Here's a very well known lullaby that was a theme song of a daily evening TV program for young kids "Spokoinoi Nochi, Malyshi" ("Good night, kids!") for a few decades ( http://en.wikipedia.org/wiki/Spokoinoi_Nochi,_Malyshi ). 
[video:2nobajb4]http://www.youtube.com/watch?v=w-7BT2CFYNU[/video:2nobajb4] 
Tired toys are sleeping, so are books.
Blankets and pillows are waiting for kids.
Even fairy tale goes to bed, 
so you could dream of it at night.
Close your eyes,
Bayu-bay...  ("Bayu-bay" doesn't actually mean anything, it's something to repeat when you are rocking your kid to sleep) 
In the tale you can ride the moon
and to gallop at full speed over the rainbow,
make friends with a little elephant
and catch a feather of the Firebird ( http://en.wikipedia.org/wiki/Firebird_(Russian_folklore) )
Close your eyes,
Bayu-bay... 
Bayu-bay, all people should sleep at night
Bayu-bay, tomorrow is a new day
We got very tired today,
let's say to everyone "Good night",
go to sleep
Bayu-bay...

----------


## Cocos

> Rtyom,
> I tried both links and I get an error that it cannot find the page. Am I doing something wrong? I also tried to cut and paste the link instead of just clicking on it. Still no luck.

 I guess, your internet provider blocks some sites. Try to use a proxy server.

----------


## Rtyom

> Rtyom,
> I tried both links and I get an error that it cannot find the page. Am I doing something wrong? I also tried to cut and paste the link instead of just clicking on it. Still no luck.

 No prob. I can copy direct links here with my translations later.   

> She is tickled pink that you have said hello to her. She would like to know if you are actually in Russia or are you writing from say around the corner from us and that would not be as cool.
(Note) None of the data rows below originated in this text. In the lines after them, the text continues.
PR #4530, opened 2025-04-08
New section How To in Administration docs

Veki301:
## Checklist


mohitrajain:
@Veki301 We should add this file to wire-docs repo at this path:
https://github.com/wireapp/wire-docs/tree/main/src/how-to/administrate 
and also make an entry in README.md so that it can get indexed as well. 

wire-server/docs are reserved for backend documents that move with code directly.

PR #2005, opened 2017-02-10
Closes #1828 script reloads on py file changes

### LINKED ISSUE #1828: How to configure file system watchdog (away) for attached scripts

ujjwal96:
https://github.com/mitmproxy/mitmproxy/pull/1911 needed love.
Should I change the docs as well?
First line in [this](https://github.com/mitmproxy/mitmproxy/blob/master/docs/scripting/overview.rst#developing-scripts) should be more clear, right?

### DIFF
--- a/mitmproxy/addons/script.py
+++ b/mitmproxy/addons/script.py
@@ -110,11 +110,16 @@ class ReloadHandler(watchdog.events.FileSystemEventHandler):
         self.callback = callback
 
     def filter(self, event):
+        """
+            Returns True only when .py file is changed
+        """
         if event.is_directory:
             return False
         if os.path.basename(event.src_path).startswith("."):
             return False
-        return True
+        if event.src_path.endswith(".py"):
+            return True
+        return False
 
     def on_modified(self, event):
         if self.filter(event):
--- a/test/mitmproxy/addons/test_script.py
+++ b/test/mitmproxy/addons/test_script.py
@@ -44,14 +44,19 @@ def test_reloadhandler():
     rh = script.ReloadHandler(Called())
     assert not rh.filter(watchdog.events.DirCreatedEvent("path"))
     assert not rh.filter(watchdog.events.FileModifiedEvent("/foo/.bar"))
-    assert rh.filter(watchdog.events.FileModifiedEvent("/foo/bar"))
+    assert not rh.filter(watchdog.events.FileModifiedEvent("/foo/bar"))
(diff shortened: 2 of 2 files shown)


mhils:
> "Mitmproxy monitors scripts for modifications, and reloads them on change."

This still is the case, so I think we're good here. Thanks! :smiley:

 I’m certain that it’s Russian surroundings behind my window now.   ::  How can I prove it more?   ::

----------


## rockzmom

> I’m certain that it’s Russian surroundings behind my window now.   How can I prove it more?

 Rtyom, 
How much American TV and politics do you watch/follow? My daughter's first comment when she read your reply was "And I can see Russia from my house!" Do you understand this? If not, watch this  http://www.youtube.com/watch?v=FdDqS...eature=related

----------


## rockzmom

> "Spokoinoi Nochi, Malyshi" ("Good night, kids!")

 gRomoZeka, 
Thank you, thank you, thank you !!  ::   ::   
This is too perfect. It is just what I was looking for for a scene in Chapter 11 (remember, I am now on Chapter 19 and filling in some holes and looking for new things to add for depth in future chapters). 
And, what is even more ironic... my Dmitri sings this to Valentina and when I was researching the song I found this... 
Valentina Mikhaylovna Leontyeva ... She was also the host of the Goluboy ogonyok ("Blue Light"), a New Year's Eve variety show, *and Spokoinoi Nochi, Malyshi ("Good Night, Little Ones"),* a daily program for children. In 1975, Leontyeva was awarded the USSR State Prize. 
How amazing! 
Thank you so much for putting the words in English as well so I can put them in the book. My daughter had a kick out of hearing Russian. She has never heard it before. 
Rockzmom.

----------